PROVIDED DATA -
================
Issue #132800, opened 2025-03-24
[CI] Enable lldb on windows premerge


boomanaiden154:
We currently do not test lldb on windows premerge as it needs some custom environment setup that has not been done. We should figure out what needs to be done and then look at enabling it.

Nerixyz:
From https://github.com/llvm/llvm-project/blob/cc1eae6ea2de5ccadb81a182b9f0de2128b9fefc/.github/workflows/containers/github-action-ci-windows/Dockerfile, it looks like only GnuWin32 is missing ([buildbot reference](https://github.com/llvm/llvm-zorg/blob/9e8c5a43a4cf7004dd5bc84e1171f16da3408698/buildbot/google/docker/windows-base-vscode2019/Dockerfile#L49-L64)). I'm not sure if that conflicts with the `C:\llvm-mingw\bin`.

charles-zablit:
I made some progress on this and was able to get a green build (minus a test failure which I also reproduced at desk on a dap test). The 2 main issues:
- `make` is not installed in the Windows container.
- lldb skips resolving module paths if the debug event has `info.hFile == NULL`.

The following PRs fix all of those issues:
1. https://github.com/llvm/llvm-project/pull/198794
2. https://github.com/llvm/llvm-project/pull/198795
3. https://github.com/llvm/llvm-project/pull/198807
4. https://github.com/llvm/llvm-project/pull/198814

charles-zablit:
https://github.com/llvm/llvm-project/pull/198630 has an almost green run:

```
********************
Unresolved Tests (2):
  lldb-api :: tools/lldb-dap/launch/TestDAP_launch_stdio_redirection_and_console.py
  lldb-api :: tools/lldb-dap/runInTerminal/TestDAP_runInTerminal.py

********************
Failed Tests (1):
  lldb-api :: tools/lldb-dap/restart/TestDAP_restart_console.py
```

Those tests are failing due to a race condition in dap. I don't think this has anything to do with the fact they are running in a container. Once that issue is fixed in main, the run should be green.

charles-zablit:
A fully green build with pre merge checks for lldb on Windows: https://github.com/llvm/llvm-project/actions/runs/26762943126/job/78881288876?pr=198906

PR #198795, opened 2026-05-20
[lldb][windows] try to resolve module path if info.hFile is null

charles-zablit:
The Windows API can deliver `LOAD_DLL_DEBUG_EVENT` with `hFile` set to NULL. In practice, this happens in practice
inside Windows Server Core containers for system DLLs like `kernel32.dll`, `KernelBase.dll` and `ucrtbase.dll`. This is the issue described by @Nerixyz in https://github.com/llvm/llvm-project/issues/132800.
    
`DebuggerThread::HandleLoadDllEvent` previously dropped any such event.
    
This patch improves the module path resolution with the 2 following methods:
- `GetFileNameByLoadAddress`: resolve the module path given its base load address.
- `GetFileNameFromImageNameField`: resolve the module path given the `LOAD_DLL_DEBUG_INFO::lpImageName` field.

This requires:
- https://github.com/llvm/llvm-project/pull/198794

### DIFF
--- a/lldb/source/Plugins/Process/Windows/Common/DebuggerThread.cpp
+++ b/lldb/source/Plugins/Process/Windows/Common/DebuggerThread.cpp
@@ -540,16 +540,67 @@ static std::optional<std::string> GetFileNameFromHandleFallback(HANDLE hFile) {
   return ConvertNtDevicePathToDosPath(mapped_filename);
 }
 
+static std::optional<std::string> GetFileNameByLoadAddress(HANDLE hProcess,
+                                                           LPVOID base_addr) {
+  std::array<wchar_t, MAX_PATH + 1> module_filename;
+  DWORD len =
+      ::GetModuleFileNameExW(hProcess, reinterpret_cast<HMODULE>(base_addr),
+                             module_filename.data(), module_filename.size());
+  if (len > 0 && len < module_filename.size()) {
+    std::string path_utf8;
+    llvm::convertWideToUTF8(std::wstring(module_filename.data(), len),
+                            path_utf8);
+    return path_utf8;
+  }
+
+  // Fallback: ask the kernel for the file backing the mapping at this address.
+  std::array<wchar_t, MAX_PATH + 1> mapped_filename;
+  if (!::GetMappedFileNameW(hProcess, base_addr, mapped_filename.data(),
+                            mapped_filename.size()))
+    return std::nullopt;
+  return ConvertNtDevicePathToDosPath(mapped_filename);
+}
+
+// Resolve the LOAD_DLL_DEBUG_INFO::lpImageName field.
+static std::optional<std::string>
+GetFileNameFromImageNameField(HANDLE hProcess,
+                              const LOAD_DLL_DEBUG_INFO &info) {
+  if (info.lpImageName == nullptr)
+    return std::nullopt;
+
+  LPVOID name_addr = nullptr;
+  SIZE_T bytes_read = 0;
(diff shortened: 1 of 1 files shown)


lldb/source/Plugins/Process/Windows/Common/DebuggerThread.cpp
```diff
@@ -617,4 +681,4 @@ DebuggerThread::HandleRipEvent(const RIP_INFO &info, DWORD thread_id) {
   m_debug_delegate->OnDebuggerError(error, info.dwType);
 
   return DBG_CONTINUE;
-}
+}
```
Nerixyz:
```suggestion
}

```

lldb/source/Plugins/Process/Windows/Common/DebuggerThread.cpp
```diff
@@ -540,16 +540,67 @@ static std::optional<std::string> GetFileNameFromHandleFallback(HANDLE hFile) {
...
 
+static std::optional<std::string> GetFileNameByLoadAddress(HANDLE hProcess,
+                                                           LPVOID base_addr) {
+  std::array<wchar_t, MAX_PATH + 1> module_filename;
+  DWORD len =
+      ::GetModuleFileNameExW(hProcess, reinterpret_cast<HMODULE>(base_addr),
+                             module_filename.data(), module_filename.size());
+  if (len > 0 && len < module_filename.size()) {
+    std::string path_utf8;
+    llvm::convertWideToUTF8(std::wstring(module_filename.data(), len),
```
Nerixyz, line 551: Feels like `convertWideToUTF8` should take a `std::wstring_view` or `ArrayRef<wchar_t>` instead of a `const std::wstring&`.

lldb/source/Plugins/Process/Windows/Common/DebuggerThread.cpp
```diff
@@ -540,16 +540,67 @@ static std::optional<std::string> GetFileNameFromHandleFallback(HANDLE hFile) {
...
+
+  if (info.fUnicode) {
+    std::array<wchar_t, MAX_PATH + 1> wbuf{};
+    if (!::ReadProcessMemory(hProcess, name_addr, wbuf.data(),
+                             (wbuf.size() - 1) * sizeof(wchar_t), &bytes_read))
+      return std::nullopt;
+    std::string path_utf8;
+    llvm::convertWideToUTF8(wbuf.data(), path_utf8);
+    if (path_utf8.empty())
+      return std::nullopt;
```
Nerixyz, line 588: If the name is longer than MAX_PATH, it would get truncated, but I'm guessing that can't happen?

lldb/source/Plugins/Process/Windows/Common/DebuggerThread.cpp
charles-zablit: Agreed, should we do this in another PR?

Nerixyz: Yea, definitely. I recall encountering this before too. There should be a few other places in LLVM using this as well.

lldb/source/Plugins/Process/Windows/Common/DebuggerThread.cpp
charles-zablit: I added guards in both cases. For DLLs, they should be shorter than `MAX_PATH` in practice.

Nerixyz (approved):

PR #164091, opened 2025-10-18
[libc][annex_k] Add libc_constraint_handler.

bassiounix:
RFC https://discourse.llvm.org/t/rfc-bounds-checking-interfaces-for-llvm-libc/87685

Add internal `libc_constraint_handler` required by Annex K interface in LLVM libc.

PR #198797, opened 2026-05-20
[libc] Add Annex K qsort_s definition and tests

vhscampos:
This patch introduces Annex K's `qsort_s`.

Since its semantics are very similar to the ones for `qsort_r`, the two share the same testing logic, except that for `qsort_s` we also test the constraint violation semantics.


vhscampos:
Depends on: https://github.com/llvm/llvm-project/pull/164091, https://github.com/llvm/llvm-project/pull/164093, https://github.com/llvm/llvm-project/pull/197707, https://github.com/llvm/llvm-project/pull/198781

libc/src/stdlib/qsort_s.cpp
```diff
@@ -0,0 +1,47 @@
+//===-- Implementation of qsort -------------------------------------------===//
```
michaelrj-google: nit: please use the new style for file headers: https://llvm.org/docs/CodingStandards.html#file-headers

here and below

libc/src/stdlib/qsort_s.cpp
```diff
@@ -0,0 +1,47 @@
...
+#include "src/stdlib/qsort_s.h"
+#define __STDC_WANT_LIB_EXT1__ 1
+#include "hdr/stdint_proxy.h"
+#undef __STDC_WANT_LIB_EXT1__
+#include "src/__support/common.h"
+#include "src/__support/constraint_handler.h"
+#include "src/__support/macros/config.h"
+#include "src/stdlib/qsort_util.h"
+
+#define ERRNO_T_FAIL 1
```
michaelrj-google: is this macro necessary? If it's planned to be used in several files we should probably move it to a common area. Additionally, it's preferred to use `const` or `constexpr` variables for constants for improved type safety.

libc/test/src/stdlib/qsort_s_test.cpp
```diff
@@ -0,0 +1,68 @@
...
+  const int *b_int = static_cast<const int *>(b);
+  return *a_int - *b_int;
+}
+
+TEST_F(LlvmLibcQsortSConstraintTest, ArraySizeGreaterThanRsizeMax) {
+  int array[] = {1, 3, 2};
+  errno_t retval =
+      LIBC_NAMESPACE::qsort_s(array, RSIZE_MAX + 1, sizeof(int), compare, 0);
+  EXPECT_NE(retval, 0);
+  EXPECT_STREQ(buffer, "qsort_s: array_size cannot be greater than RSIZE_MAX");
```
michaelrj-google: nit: testing the exact string results will make these tests brittle if we change those strings later. Is there a way we can test the behavior but not this specific implementation?

michaelrj-google (commented):
Overall LGTM with a few comments

libc/src/stdlib/qsort_s.cpp
vhscampos: For now I will remove the macro and use the value inline.

libc/test/src/stdlib/qsort_s_test.cpp
vhscampos: Good point. Unfortunately I believe there is no specified way to differentiate among the different error conditions. Both the error message and the errno_t code are implementation-defined.

I plan to change this to a simple boolean "error detected" flag. I don't think we can do better than that.

libc/test/src/stdlib/QsortReentrantTest.h
michaelrj-google: nit: formatting

michaelrj-google (approved):
Overall LGTM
================
ABOUT THIS TASK -
Pull every line containing the word "github" out of the entries above.

WRITTEN SOLUTION -
From https://github.com/llvm/llvm-project/blob/cc1eae6ea2de5ccadb81a182b9f0de2128b9fefc/.github/workflows/containers/github-action-ci-windows/Dockerfile, it looks like only GnuWin32 is missing ([buildbot reference](https://github.com/llvm/llvm-zorg/blob/9e8c5a43a4cf7004dd5bc84e1171f16da3408698/buildbot/google/docker/windows-base-vscode2019/Dockerfile#L49-L64)). I'm not sure if that conflicts with the `C:\llvm-mingw\bin`.
1. https://github.com/llvm/llvm-project/pull/198794
2. https://github.com/llvm/llvm-project/pull/198795
3. https://github.com/llvm/llvm-project/pull/198807
4. https://github.com/llvm/llvm-project/pull/198814
https://github.com/llvm/llvm-project/pull/198630 has an almost green run:
A fully green build with pre merge checks for lldb on Windows: https://github.com/llvm/llvm-project/actions/runs/26762943126/job/78881288876?pr=198906
inside Windows Server Core containers for system DLLs like `kernel32.dll`, `KernelBase.dll` and `ucrtbase.dll`. This is the issue described by @Nerixyz in https://github.com/llvm/llvm-project/issues/132800.
- https://github.com/llvm/llvm-project/pull/198794
Depends on: https://github.com/llvm/llvm-project/pull/164091, https://github.com/llvm/llvm-project/pull/164093, https://github.com/llvm/llvm-project/pull/197707, https://github.com/llvm/llvm-project/pull/198781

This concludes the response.